Discovery of Novel Chemotypes to a G-Protein-Coupled Receptor through Ligand-Steered Homology Modeling and Structure-Based Virtual Screening

CAVASOTTO, CLAUDIO N.; ORRY, ANDREW J.; MURGOLO, NICHOLAS J.; CZARNIECKI, M.F.; KOCS, S.A.; HAWES, B.E.; O'NEILL, K.A.; HINE, H.; BURTON, M.S.; VOIGT, JOHANN H.; BAYNE, M.L.; MONSMA, FREDERIC J.

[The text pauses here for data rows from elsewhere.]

PR #3196, opened 2023-11-28
chore: move rest proxy example to examples

MatthewSH:
Originally it sat in the root, this just moves it to examples.


MatthewSH:
Didn't realize there's docker image built and published around this. Is this docker image still needed? I was under the impression this was an example. I could be wrong.

PR #3255, opened 2023-12-03
feat: cli draft

H01001000:
The PR generates a message type file from the .discordenorc.json config file.
The type file is located at `node_modules/.discordeno/transformer/src`


.discordenorc.json
```diff
@@ -0,0 +1,5 @@
+{
```
Skillz4Killz, line 1: should this be in the repo? also i thought we wanted to go with discordeno.config.js file name?

packages/discordeno/src/bin/generators/messageTypeGenerator.ts
```diff
@@ -0,0 +1,142 @@
+const messageTypeProps = {
```
Skillz4Killz, line 1: is this autogenerated or manually created? if autogenerated it shouldnt be in the repo, if manual, im not a fan of having this written twice here.

packages/discordeno/src/bin/types/DiscordenoConfig.ts
```diff
@@ -0,0 +1,5 @@
+export interface DiscordenoConfig {
+  desiredProps: {
+    message: string[]
```
Skillz4Killz, line 3: whats this for?

PR #3257, opened 2023-12-04
feat: api docs catchup part 1

MatthewSH:
I'm working on catching up on some of the more straight forward API docs. Each commit is tied to an issue. 
A second set of eyes is appreciated to make sure I don't miss anything.


Fleny113 (approved):

H01001000 (approved):
I trust Matt and Fleny

PR #3269, opened 2023-12-07
feat!: rewrite proxy app with fastify

MatthewSH:
This is a pretty big change so I would like some feedback.

This not only will remove the old rest proxy application but will provide the next major version (v2.0) of the Docker image built with Fastify. I've moved it under a folder called `docker-apps` to help separate it form the rest of the project and hopefully be a bit more descriptive. 

Why Fastify? On paper, in their [benchmarks](https://fastify.dev/benchmarks/) Fastify laps Express in terms of requests per second. While this is not everything in terms of API development, in my experience Express does provide a lot of overhead which is useful for full applications but not so useful for our use case. 

I also added [Helmet](https://github.com/fastify/fastify-helmet) which will just help secure the proxy just a bit more without adding too much overhead.

```[tasklist]
### To-Do
- [x] Update & review workflow
- [x] Add CHANGELOG generation and versioning
- [x] Add Dockerfile
- [x] Remove old rest proxy files
```


docker-apps/rest-proxy/src/server.ts
```diff
@@ -0,0 +1,52 @@
...
+      message: 'Credentials not valid.',
+    })
+  }
+})
+
+app.all('/*', async (request, reply) => {
+  const url = request.originalUrl
+
+  try {
+    const result = await discordRestManager.makeRequest(request.method as RequestMethods, url, {
```
MatthewSH, line 28: In the [current rest proxy](https://github.com/discordeno/discordeno/blob/d81b28a24bb449ebc0aac169cfb53ce098f6986c/proxies/rest/src/index.ts#L24) we have a section that determines if a version is passed through. will this still be required for the proxy to function?

MatthewSH: Tested this and it doesn't seem like it matters.

MatthewSH:
Removed Influx from the todo list. It requires a bit too much configuration for me to add it in the initial release.

Fleny113 (changes requested):
At the moment it causes 404 as the version is not removed from the url

MatthewSH:
> At the moment it causes 404 as the version is not removed from the url

What causes the version in the URL? I was testing locally with DD Next and had no issues? 

I can lift and shift the version detection in the other one over. Should be a quick fix.

Fleny113:
> > At the moment it causes 404 as the version is not removed from the url
> 
> What causes the version in the URL? I was testing locally with DD Next and had no issues?
> 
> I can lift and shift the version detection in the other one over. Should be a quick fix.

I didn't debugged much tbh, i used an already exiting testing bot i had, changed the url to point to the local instance i was running of the proxy and logging the url had the `/v10/` prefixed causing a 404, i do need to check where the version is actually added tho

MatthewSH:
> > > At the moment it causes 404 as the version is not removed from the url
> > 
> > 
> > What causes the version in the URL? I was testing locally with DD Next and had no issues?
> > I can lift and shift the version detection in the other one over. Should be a quick fix.
> 
> I didn't debugged much tbh, i used an already exiting testing bot i had, changed the url to point to the local instance i was running of the proxy and logging the url had the `/v10/` prefixed causing a 404, i do need to check where the version is actually added tho
> 
> EDIT: found the code that is adding the version, [packages/rest/src/manager.ts:475](https://github.com/discordeno/discordeno/blob/388f5fd5d24e6911de65930042b3709e7923ed75/packages/rest/src/manager.ts#L475C52-L475C69)

It's fixed now, I added the old version removal code.

Fleny113 (dismissed):
Seems to work fine now

Fleny113 (approved):

meister03 (approved):
Looks good

H01001000 (approved):

PR #3271, opened 2023-12-07
chore: mark bot, utils, types as beta

H01001000:


AwesomeStickz (approved):
I trust H0 will never make a mistake so this gets an approval

PR #3332, opened 2023-12-20
fix: docker app workflow

MatthewSH:


H01001000 (approved):

Fleny113 (approved):

H01001000 (changes requested):
Keep the path filter for push, don’t want release every push

H01001000 (approved):

Fleny113 (approved):

PR #3383, opened 2024-01-21
feat(bot, rest, gateway, utils): Add support for custom loggers

### LINKED ISSUE #3367: [Feat]: Pass a logger into components, rather than relying on console.log
### Tell us what problem the feature would solve

The usecase is primarily to redirect logging messages into any structured logger, rather than relying on capturing the console output.

### Describe the solution you'd like

The top-level object creators should allow passing a logger like so:

```ts
interface Logger {
  debug: (...args: unknown[]) => void,
  log: (...args: unknown[]) => void,
  warn: (...args: unknown[]) => void,
  error: (...args: unknown[]) => void,
  fatal: (...args: unknown[]) => void,
}

// redirecting all logs of REST manager to directly submit into some logging implementation
createRestManager({ token: ..., logger: createLogger({ prefix: "DD: REST Client" });
```

### Describe alternatives you've considered

There are currently no alternatives, except capturing the console like so, which then lacks the ability to discern the source of the log (unless analyzing the stack):

```ts
{
    // capturing console and redirecting it into winston
    const logger = loggerFactory("BASE:!Console");
    console.log = (...args: Parameters<typeof console.log>) => logger.info(args);
    console.warn = (...args: Parameters<typeof console.warn>) => logger.warn(args);
    console.error = (...args: Parameters<typeof console.error>) => logger.error(args);
    console.debug = (...args: Parameters<typeof console.debug>) => logger.debug(args);
}
```

### Additional Info

_No response_

Fleny113:
Allows to pass a custom logger object with at least the `debug`, `info`, `warn`, `error`, `fatal` to prevent Typescript error as much as possible to every class/object that uses the logger from `@discordeno/utils`

The `createBot` accepts a factory to create the `REST` named, `GATEWAY` named and `BOT` named loggers so the user can differentiate them based on the need of LogLevel for example

closes #3367


H01001000 (dismissed):
seems gd

Skillz4Killz (dismissed):

Skillz4Killz:
Fix Conflicts please

Skillz4Killz (approved):

vxern (approved):
Looks good to me!

PR #3355, opened 2024-01-07
chore(website): Cleanup docusaurus setup

Fleny113:
- Fixes eslint (and lint-staged) setup for website
- Migrates the TS setup from docusaurus v2 to v3
- Updates dependencies
- Adds Automatic JSX runtime (no more `import React from 'react'`)
- Add typecheck workflow job as docusaurus does not use types for the build
- Update typedoc setup to fix warns

PR #3385, opened 2024-01-21
docs: Add examples for Node.js and Bun, update Deno example

Fleny113:
- Add a minimal example for Node.js and Bun along with the Deno example.
- Update the Deno example to remove the reference to the gateway fix that is no longer necessary

depends on #3355


website/docs/beginner/env.md
```diff
@@ -3,51 +3,128 @@ sidebar_position: 4
...
+#### `dotenv` package
+
+If you don't want or can't use the `--env-file` option you can do it with the `dotenv` package
+
+First of all you need to install the `dotenv` package along it's type if you are using TypeScript
+
+`npm install dotenv @types/dotenv --save-dev`
+_or using yarn, pnpm or bun_
+
+We now need to load the `.env` from our code so let's add the following code to your typescript file:
```
MatthewSH, line 52: you can also use dotenv on command line:
```
node -r dotenv/config script.js
```

This will load the `.env` from where-ever you're running it.

website/docs/examples/deno.md
```diff
@@ -1,36 +1,37 @@
...
 sidebar_label: Using with Deno
 ---
 
 # Using with Deno
 
-To be able to use Discordeno with Deno there is one workaround needed if you are using the gateway package.
-We need to make Deno use the websocket from Deno instead of the one which is used in node, because the npm support in Deno cannot use our websocket correctly.
+Discordeno supports Deno by using the npm: specifier for your import.
 
-To do it you can use a workaround provided here: https://nest.land/package/katsura/files/src/discordenoFixes/gatewaySocket.ts
```
MatthewSH, line 11: Is this fix no longer required?

MatthewSH (changes requested):

website/docs/examples/deno.md
Fleny113: i tried with latest and it was connecting fine without it. If it has long term i have no clue

website/docs/beginner/env.md
Fleny113: i know but importing the dotenv package is more known way to do this, i guess it could be mentioned tho

website/docs/examples/deno.md
MatthewSH: sounds good to me.

website/docs/beginner/env.md
MatthewSH: Just wondering if it's worth mentioning a non-code change based alternative? This is, funny enough, how I started using dotenv a while ago so I don't have to use `.env` files on prod and only for dev

Fleny113: If we want to be sincere: before i started using --env-file from node (what i do prefer now) i was using `import 'dotenv/config'` that is basically both. So you can argue for all 3, but the import with side effects i would avoid in a beginned scoped docs, and using preloading is adding yet another option to dotenv and --env-file that it is not that big of a deal honestly and in dotenv readme itself you need you need to scroll a bit to find it

MatthewSH: fine by me! just wanted to throw another option out there, but your stance makes sense. I haven't upgraded to 20 yet, can't wait to not have to use dotenv.

MatthewSH (approved):

MatthewSH (approved):

H01001000 (approved):

PR #3422, opened 2024-02-11
refactor(bot, gateway, rest)!: Improve the interface of the `createBot()` function.

vxern:
This PR seeks to improve the interface of the `createBot()` function by doing the following:
- `options.events` is now optional (previously the user had to pass in an empty object).
- `options.gateway.token` is now also optional since it can be inherited from `options.token`.
- `options.gateway.cache.requestMembers.pending` is now optional given that it gets set to an empty `Collection` object anyway by `createGatewayManager()`.

### DIFF
--- a/packages/bot/src/bot.ts
+++ b/packages/bot/src/bot.ts
@@ -27,6 +27,7 @@ import type { Sticker } from './transformers/sticker.js'
 import type { ThreadMember } from './transformers/threadMember.js'
 import type { User } from './transformers/user.js'
 import type { VoiceState } from './transformers/voiceState.js'
+import type { BotGatewayHandlerOptions } from './typings.js'
 
 /**
  * Create a bot object that will maintain the rest and gateway connection.
@@ -36,7 +37,10 @@ import type { VoiceState } from './transformers/voiceState.js'
  */
 export function createBot(options: CreateBotOptions): Bot {
   if (!options.rest) options.rest = { token: options.token, applicationId: options.applicationId }
-  if (!options.gateway) options.gateway = { token: options.token, events: {} }
+  if (!options.rest.token) options.rest.token = options.token
+  if (!options.gateway) options.gateway = { token: options.token }
+  if (!options.gateway.token) options.gateway.token = options.token
+  if (!options.gateway.events) options.gateway.events = {}
   if (!options.gateway.events.message) {
     options.gateway.events.message = async (shard, data) => {
       // TRIGGER RAW EVENT
@@ -50,7 +54,6 @@ export function createBot(options: CreateBotOptions): Bot {
     }
   }
 
-  options.rest.token = options.token
   options.gateway.intents = options.intents
   options.gateway.preferSnakeCase = true
 
@@ -59,8 +62,8 @@ export function createBot(options: CreateBotOptions): Bot {
   const bot: Bot = {
     id,
     applicationId: id,
-    transformers: createTransformers({}, { defaultDesiredPropertiesValue: options.defaultDesiredPropertiesValue ?? false }),
-    handlers: createBotGatewayHandlers({}),
+    transformers: createTransformers(options.transformers ?? {}, { defaultDesiredPropertiesValue: options.defaultDesiredPropertiesValue ?? false }),
+    handlers: createBotGatewayHandlers(options.handlers ?? {}),
     rest: createRestManager(options.rest),
     gateway: createGatewayManager(options.gateway),
     events: options.events ?? {},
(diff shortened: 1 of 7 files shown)


packages/gateway/src/manager.ts
```diff
@@ -50,7 +50,7 @@ export function createGatewayManager(options: CreateGatewayManagerOptions): Gate
     cache: {
       requestMembers: {
         enabled: options.cache?.requestMembers?.enabled ?? false,
-        pending: new Collection(),
+        pending: options.cache?.requestMembers?.pending ?? new Collection(),
```
Fleny113, line 53:
```suggestion
        pending: new Collection(),
```

*Just my opinion*, i don't think having this option has much of a point at all, i known it was already there so would be a breaking change but i don't see the value. If someone does please tell me

AwesomeStickz (approved):

packages/bot/src/bot.ts
```diff
@@ -101,11 +104,15 @@ export interface CreateBotOptions {
...
   /** Any options you wish to provide to the gateway manager. */
-  gateway?: CreateGatewayManagerOptions
+  gateway?: CreateGatewayManagerOptions & Partial<Pick<CreateGatewayManagerOptions, 'token'>>
   /** The event handlers. */
-  events: Partial<EventHandlers>
+  events?: Partial<EventHandlers>
+  /** The functions that should transform discord objects to discordeno shaped objects. */
+  transformers?: Partial<Transformers>
+  /** The handler functions that should handle incoming discord payloads from gateway and call an event. */
+  handlers?: Partial<BotGatewayHandlerOptions>
```
Fleny113, line 115:
```suggestion
  /** The functions that should customize the discordeno shaped objects */
  customizers?: Partial<Transformers["customizers"]>
```

I usually think of transformers and handlers of a more internal part of discordeno rather then something that should be exposed, especially in the createBot, for example the handlers 99% of the time you are not going to edit them because if you do it's not something common so overring the function after the creation is not that big of deal, same for transformers, they tend to be code that you don't want to mained as they require a lot of if checks for both proprieties that need to exist and desired proprieties that need to be enabled or even worse if the transformer has a base template (eg. Message, Interaction ecc) as those would be impossibile to change in here without coping that entire part of the code

Fleny113 (changes requested):
*The request change is for the transformer comment, the comment on the pending collection for member collection is just a comment*

Also: CI is failing

packages/gateway/src/manager.ts
vxern: Yeah, I guessed as much, but I'd rather that deciding to remove this property be left up to somebody with greater contributor experience with the library, perhaps it could be discussed in the dev chat at some point

Fleny113: I only bring this up because you made me remember of it, so we will talk for this on discord as it might be better to give this a pr separately

packages/bot/src/bot.ts
vxern: For handlers, I could agree that maybe those are "internal enough" to not be exposed, but I feel like there are still very valid cases for overriding/plugging into transformers, the immediately obvious use for it being caching.

On the other hand, I believe that even if these are/could be considered internals, whether that's transformers or events or handlers, allowing the developer to override them in a consistent interface if they need to is still helpful. After all, Discordeno was designed for big bot developers who are more or less expected to know the outcomes of what they plug into or change in the library.

vxern:
Whoops, sorry about that failing test. I removed it now given it was made redundant by `rest.token` now being required.

Fleny113:
> Whoops, sorry about that failing test. I removed it now given it was made redundant by `rest.token` now being required.

packages/bot/src/handlers/members/GUILD_MEMBERS_CHUNK.ts is failing for the nullability in the bot.gateway.caching.requestMembers.pending collection, other then the tests

packages/bot/src/bot.ts
Fleny113: > the immediately obvious use for it being caching.

I do not see the value of caching the parsing of structure at all, caching and merging the objects can be done in the customizers


> After all, Discordeno was designed for big bot developers who are more or less expected to know the outcomes of what they plug into or change in the library.

You do have a point, although i still personally still feel they don't belong, so for now i will leave the conversation as "unresolved" to see if anyone else as an opinion on this

packages/bot/src/handlers/members/GUILD_MEMBERS_CHUNK.ts
```diff
@@ -11,7 +11,7 @@ export async function handleGuildMembersChunk(bot: Bot, data: DiscordGatewayPayl
   // If this request has no nonce, skip checks.
   if (!payload.nonce) return
 
-  const pending = bot.gateway.cache.requestMembers.pending.get(payload.nonce)
+  const pending = bot.gateway.cache.requestMembers.pending!.get(payload.nonce)
```
Fleny113, line 14: rather than suppressing the null errors, it would probably be best to update the GatewayManager interface to remove the nullable from cache.requestMembers.pending

Skillz4Killz (approved):

packages/bot/src/bot.ts
Skillz4Killz: After hearing both sides, I prefer to lean towards the side that DD should be flexible and built for those who know how to work with it.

JOURNAL OF MEDICINAL CHEMISTRY

AMER CHEMICAL SOC

Año: 2008 vol. 51 p. 581 - 588

0022-2623

Melanin-concentrating hormone receptor 1 (MCH-R1) is a G-protein-coupled receptor (GPCR) and a target for the development of therapeutics for obesity. The structure-based development of MCH-R1 and other GPCR antagonists is hampered by the lack of an available experimentally determined atomic structure. A ligand-steered homology modeling approach has been developed (where information about existing ligands is used explicitly to shape and optimize the binding site) followed by docking-based virtual screening. Top scoring compounds identified virtually were tested experimentally in an MCH-R1 competitive binding assay, and six novel chemotypes as low micromolar affinity antagonist “hits” were identified. This success rate is more than a 10-fold improvement over random high-throughput screening, which supports our ligand-steered method. Clearly, the ligand-steered homology modeling method reduces the uncertainty of structure modeling for difficult targets like GPCRs.